慶の言葉は、杏の胸をときめさせる。だけど、それで杏ははっとした。

「旦那様、お見合いは! よろしいのですか!?」
「こんな時でも、お前はそんな心配をするのだな」

慶はそう言うと、優しく目元を細め、杏の頭に置いていた手で彼女の髪を優しく撫でた。

「俺にとっては、そんなものよりお前が大事なんだよ」
「旦那様……」

そんなことを言われたら、勘違いをしてしまう。杏は顔を伏せ、赤くなるのを隠した。しかし、彼はそんな杏の背を抱き寄せた。杏は息をのむ。

「お前が好きだよ、杏。子どもたちとも上手くやり、俺を優しいだなんて言うお前が、どうしようもなく愛しいんだ」

そう言うと慶の声色は優しい。近づいた彼の胸から自分と同じくらいに早まる慶の鼓動が聞こえ、杏はきっとそれが真なのだろうと思った。朔太郎に抱きしめられた時は、この音は聞こえなかった。

「旦那様……」
「杏っ!」

別のところから必死に叫ぶような声がして、杏はぴくりと体が震えた。慶が声のした路地の向こうを見る。杏も振り返り、顔をそちらに覗かせた。

「やはり杏なんだな!」
「お兄様……」

くたびれたスーツに身を包み、カメラを胸に下げこちらに駆けてくる人物。杏の今の唯一の家族、天悟だった。

「杏の兄上?」
「はい。帝都で新聞記者をされていて――」
「杏、そいつは異能者だ! 離れろ!」

天悟の声が背中に迫り、杏は言葉の途中でぴくりと震えた。慶は杏を抱く手を緩め、そのまま下ろした。

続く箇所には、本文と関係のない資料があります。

PR #876, opened 2023-02-13
feat: task for handling the initial ownership handover to governance

ramenforbreakfast:
The handover of roles and ownership to governance will be a 2-step process. This task is the most involved one, handing over all roles and ownership to governance, and then submitting a proposal for governance to accept all 49 role transfers + 4 ownership transfers.

The second-step will come up in a following PR, which will involve the deployer renouncing itself from all roles. This should be done afterwards to ensure the role is in the hands of the multi-sig before the deployer revokes themselves from these roles (or else there could be a situation where there is no default admin assigned, locking the contract from future role assignment).


apps/smart-contracts/core/tasks/roles.ts
```diff
@@ -0,0 +1,125 @@
...
+        abi: hre.artifacts.readArtifactSync('ArbitrageBroker').abi.toString(),
+      },
+      {
+        address: core.depositTradeHelper.address,
+        name: DEPLOYMENT_NAMES.depositTradeHelper.name,
+        network: defenderNetworkName,
+        abi: hre.artifacts.readArtifactSync('DepositTradeHelper').abi.toString(),
+      },
+    ],
+    title: `Accept Core Role and Ownership Transfers to Governance`,
```
XavierEkkel, line 114:
```suggestion
    title: `Accept Core Granted Roles & Ownership Nominations as Governance`,
```

XavierEkkel (approved):
LGTM after comments

PR #877, opened 2023-02-14
feat: helpers for revoking role from an account

ramenforbreakfast:
These are helpers to generate batch transaction steps for when governance revokes roles away from the deployer. This is the 2nd and final part of the access control handoff procedure, and ensures that the revocation happens from our multi-sig as well.


XavierEkkel (approved):
LGTM

PR #987, opened 2023-03-06
feat: add redeem button on Positions for redeemed markets

MeLlamoPablo:
https://www.notion.so/prepo/Redeem-text-on-positions-9f804f81b3dc4af39a81985435a62d93

Screenshot 2023-03-06 at 17 46 12

This PR replaces the +/- button with a single "Redeem" button on the Portfolio page for markets that are resolved. It has the same effect as the - button.

Unfortunately it isn't easy to test this PR as there's no way to open a position. I tested it by hardcoding mocked positions and markets.


chrisling-dev (approved):
code wise and screenshot LGTM, will review actual implementation when we get to portfolio page

PR #988, opened 2023-03-06
feat: add mean-finance contracts

ramenforbreakfast:
To avoid needing to fix compatibility problems with their entire repo, I have just copied their contract over into a standalone hardhat directory that follows our format. We do not need to copy over their entire test suite since we are using their contract without any modification except for the name change. If i were to do so I would need to setup env configuration, modify things to match our github linting guards, and im sure various other issues that I'm not going to waste time on.

I will add a simple deployment script in a follow up PR, since theirs is a determinstic deployment script which we don't need.


XavierEkkel (approved):
LGTM if capitalize directory as `UniswapV3Oracle`

PR #990, opened 2023-03-07
feat: multiple fixes and replaced preUSDC with preWstETH

ramenforbreakfast:
Modified deployment scripts to use `wstETH` as a base token. Also added entries for a twap based price source rather than a fixed price source.


ramenforbreakfast:
https://github.com/prepo-io/prepo-monorepo/pull/992 also removes references to `FixedUintValue` that were missed in this PR

apps/smart-contracts/core/harnesses/base.ts
```diff
@@ -293,8 +313,6 @@ export abstract class Base {
       'getAllowedMsgSenders',
       'setAllowedMsgSenders'
     )
-    if (fixedPrice !== undefined)
-      await sendTxAndWait(await this.tokenSender.fixedPrice.connect(signer).set(fixedPrice))
```
XavierEkkel, line 297: what about setting values for twapPrice (`UniswapV3OracleUnitValue`)?

XavierEkkel (approved):
LGTM after question

apps/smart-contracts/core/harnesses/base.ts
ramenforbreakfast: This is in the PR #1007 due to it being very invasive in how the token sender is setup and decided to leave those changes there to prevent having to re-change things again later.

PR #991, opened 2023-03-07
refactor: replace set contract function with more generalized simple value setter

ramenforbreakfast:
Made a minor refactoring to our deployment setters. Prior we only used this function for linking contracts, but I have extended it to any setting of an individual value, since this is simpler to generalize.


XavierEkkel (approved):
LGTM

PR #993, opened 2023-03-07
chore: remove docs from interfaces we already have not deployed

ramenforbreakfast:
Removed docs from all interfaces for contracts we plan to deploy. However, I have kept comments within interfaces we have already deployed, for example `IAccountList` and any access control contracts or withdrawERCX contracts.

I have also removed comments from the `IUniswapV3Oracle` interface that is used by `UniswapV3OracleUintvalue`, since the actual oracle contract is already deployed with Mean Finance's own  extensive documentation, and the `UniswapV3OracleUintValue` has no need for this since it only needs the interface to store a reference to the oracle.


XavierEkkel (approved):
LGTM

PR #994, opened 2023-03-07
chore: uppercase UniswapV3Oracle folder

ramenforbreakfast:
Sorry, forgot to do this.


XavierEkkel (approved):
doesn't this also need to remove/replace the lowercase version?
LGTM after that

PR #997, opened 2023-03-07
feat: new contract addresses

chrisling-dev:


MeLlamoPablo (approved):

MeLlamoPablo:
Tested and every read value seems to work. I wasn't able to deposit, but that was true before this PR too, so merging.

PR #998, opened 2023-03-07
feat: use new ABI on `wrapAndDeposit`

MeLlamoPablo:
Depends on #967.

This PR updates the ABI of `DepositTradeHelper` and its usage on `DepositTradeHelperStore`.

`wrapAndDeposit` now requires [`OffChainBalancerParams`](https://github.com/prepo-io/prepo-monorepo/blob/ac59ab0d8ace0a93e90ebbe69fdef70b4eba4b4a/apps/smart-contracts/core/contracts/interfaces/IDepositTradeHelper.sol#L17-L20) which are the `amountOutMinimum` and `deadline`. That is, respectively, the minimum amount that we will guarantee to the user after slippage, and the trade deadline, which we set to 10 minutes.

To get this value, we need to quote the ETH value the user is depositing in wstETH and apply the slippage parameter.


chrisling-dev (approved):
LGTM!

PR #1003, opened 2023-03-08
Fix/ppo reward value calculation

chrisling-dev:
https://www.notion.so/prepo/6ff94d2f628847cd97c80bfbe667b5b9?v=6b4403e1ecc748a48a63e32a1f35e012&p=e3e9e26149d24dd191a594687c01142c&pm=s


apps/frontend/core-dapp/src/stores/TokenSenderStore.ts
```diff
@@ -30,6 +45,20 @@ export class TokenSenderStore extends ContractStore<RootStore, SupportedContract
...
+      this.scaledPrice === undefined ||
+      this.multiplierDenominator === undefined
+    )
+      return undefined
+    return this.scaledPrice.mul(this.multiplierDenominator).div(this.priceMultiplier)
+  }
+
+  get priceMultiplier(): BigNumber | undefined {
+    return this.getPriceMultiplier()?.[0]
+  }
```
MeLlamoPablo, line 60: Nit: these could be private since we don't use them outside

「こんな路地であやかし騒ぎ、記事になると来てみたら何で……杏が異能者に抱かれてるんだ!」
「違います、お兄様! 彼は私を助けてくださっただけで――」
「助けようが何だろうが、杏に触れるな! 異能者など、化け物と同じだ!」

天悟はそう言うと、杏の腕を引こうと手を伸ばした。しかし杏は体を引く。すると天悟はより近くにいた慶に手を伸ばし、その胸ぐらを掴んだ。

「お前が杏をたぶらかしたのか?」

天悟の訊いたことのないくらい低い声に、杏は思わず震えた。だけど、誤解は解かなければ。杏は決意とともに口を開く。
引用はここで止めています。